И каждый предмет обязательно имел свою историю, и эта история окружала его как нимб. Все рассказы миссис Голдберг были яркими, со множеством деталей, от них исходил свет Нью-Йорка, они были связаны с войной, музыкой и танцами, путешествиями. Мы говорили и о любви, хотя миссис Голдберг была не из тех, кто гордится тем, что разговаривает с детьми, как со взрослыми. Когда мы с ней беседовали, я чувствовала себя избранной, особенной.
— Ты видишь, как изогнут этот каблук, Корнелия? — спрашивала она, передавая мне туфлю. — Разумеется, для дальних прогулок не годится, но я много ходила в этих туфлях, когда летом жила в доме сестры Гордона, мне тогда было девятнадцать.
Моя настоящая дружба с миссис Голдберг началась, когда мне исполнилось восемь лет, и даже после поступления в колледж я навещала ее по крайней мере раз в месяц. Я любила ее больше, чем нуждалась в ней, но я и нуждалась в ней. Ее жизнь была такой замечательной, что возможность прикоснуться к ней делала меня богаче, внушала надежду, когда я сама не могла разобраться со своими делами.
Туман появился, когда я училась на последнем курсе колледжа. Сначала еле заметная дымка, которая с годами сгущалась. Альцгеймер, решила я, хотя никто, ни мои родители, ни ее дети никогда не произносили этого слова в моем присутствии. Я понимала, что бесполезно валить все на природу, и представляла себе плохие гены, забравшиеся в какую-то далекую хромосому, как в дом, и проклинала их от души. Невозможно не видеть злого умысла в этой ужасной болезни, доставшейся на долю именно этой женщине, человеку, который был копилкой, ларчиком для драгоценностей (простите мою не слишком удачную метафору), где хранилось столько воспоминаний, удивительных и уникальных, настоящие яйца Фаберже с воспоминаниями. Ее дети выбрали пансионат для пожилых людей с медицинским обслуживанием, расположенный в чаше долины в горах Блю-Ридж, довольно близко от наших мест. Она и думать не хотела о том, чтобы продать дом, поэтому они и не стали этого делать.
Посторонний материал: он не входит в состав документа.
PR #715, opened 2018-05-01
specs2 3.x -> 4.x

SethTisue:
the 2.13 branch is already on 4.x, let's try 2.12

it's generally good to be on newer stuff, but my specific motivation
here for doing this on 2.12 is to get better feedback when we run the
2.12 community build on pull requests.  specs2 4.x drops the scalaz
dependency, so that gives us a flatter dependency tree.  scalaz is
pretty tricky code, so it's common that it breaks, knocking out specs2
3.x, knocking many downstream projects out of the build.

### DIFF
--- a/configs/community.dbuild
+++ b/configs/community.dbuild
@@ -384,7 +384,7 @@ build += {
     ]
   }
 
-  // this is separate from "akka" because there is a circular dependency between
+  // this is separate from "akka-actor" because there is a circular dependency between
   // the akka and ssl-config repos
   ${vars.base} {
     name: "akka-more"
@@ -967,6 +967,8 @@ build += {
     extra.projects: ["minitestJVM", "lawsJVM"]  // no Scala.js
   }
 
+  // frozen (May 2018) at an April 2018 commit just before an upgrade to a
+  // cats-effect version that isn't source compatible with the one we have
   ${vars.base} {
     name: "monix"
     uri:  ${vars.uris.monix-uri}
--- a/configs/community.dbuild
+++ b/configs/community.dbuild
@@ -678,26 +678,39 @@ build += {
     extra.projects: ["crossJVM"]  // no Scala.js please
   }
 
-  // forked (January 2018) to remove a couple of failing tests; ticket
-  // is https://github.com/etorreborre/specs2/issues/622. note we are
-  // using the 3.x branch, even though specs2 4.0 has been out for a while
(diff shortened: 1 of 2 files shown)


SethTisue:
https://scala-ci.typesafe.com/job/scala-2.12.x-integrate-community-build/2791/ queued (but 404 for a while yet, the queue is pretty backed up right now)

SethTisue:
> specs2 4.x drops the scalaz
> dependency

oh, well, it's still there but only in a special `scalazJVM` subproject. so I'll need to either omit that subproject, or build it in a separate entry in the config file.

EDIT: oh, it might be used downstream, so I'll go the separate-entry route.

SethTisue:
in local testing, I've already verified that the benefit will be substantial if we can get this through:

before this change, 79 projects depended on scalaz (that's half the build!)
after, only 20

SethTisue:
okay the separated specs2-scalaz entry is now green in local testing... we'll see what fails downstream

SethTisue:
tons of green projects in a partial run locally, so this looks really promising. Jenkins run in progress now: https://scala-ci.typesafe.com/view/scala-2.12.x/job/scala-2.12.x-integrate-community-build/2796/consoleFull

SethTisue:
~~https://scala-ci.typesafe.com/view/scala-2.12.x/job/scala-2.12.x-integrate-community-build/2797/consoleFull~~
~~https://scala-ci.typesafe.com/view/scala-2.12.x/job/scala-2.12.x-integrate-community-build/2799/consoleFull~~
~~https://scala-ci.typesafe.com/view/scala-2.12.x/job/scala-2.12.x-integrate-community-build/2801/consoleFull~~
https://scala-ci.typesafe.com/view/scala-2.12.x/job/scala-2.12.x-integrate-community-build/2802/consoleFull

SethTisue:
using the `SPECS2-4.0.3` tag to avoid https://github.com/playframework/playframework/issues/8393 didn't work; specs2 itself had a test failure. rather than report that test failure, which is a bit of a waste since it's only in an old version, let's just disable that part of play's tests for now; there's a good chance the Play team will fix the problem at their end now that I've reported it (it's easy to reproduce outside of dbuild)

SethTisue:
this was much easier than I feared.

fyi @etorreborre

etorreborre:
You don't have an easy job :-).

Ее дочь Руфь позвонила мне в Филадельфию.
— Она хочет, чтобы вы помогли ей выбрать вещи, которые бы она могла взять с собой. Только не очень много, — предостерегла Руфь. И я поехала.
День выдался славным. На самом деле день был ужасным, хорошим он был только потому, что болезнь миссис Голдберг немного отступила, чтобы мы могли набрать из ее пещеры Али-Бабы одну маленькую коробку сокровищ. Перед моим отъездом она подарила мне перчатки.
— Они принадлежали моей матери, теперь они твои, дитя моего сердца, — сказала она. Хороший день, прекрасный подарок, но как жестока жизнь.